> Work to be completed
Please state how many lines in the records below contain the word "enumerate"; the number alone is the answer.

%%

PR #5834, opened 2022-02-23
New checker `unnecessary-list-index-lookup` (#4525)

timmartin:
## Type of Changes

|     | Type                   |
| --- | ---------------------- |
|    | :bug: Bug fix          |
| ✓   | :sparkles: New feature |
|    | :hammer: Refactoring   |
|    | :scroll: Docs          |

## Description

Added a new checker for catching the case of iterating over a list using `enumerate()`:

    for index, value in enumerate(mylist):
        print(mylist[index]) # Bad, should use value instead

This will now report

%%

> Result of the task
2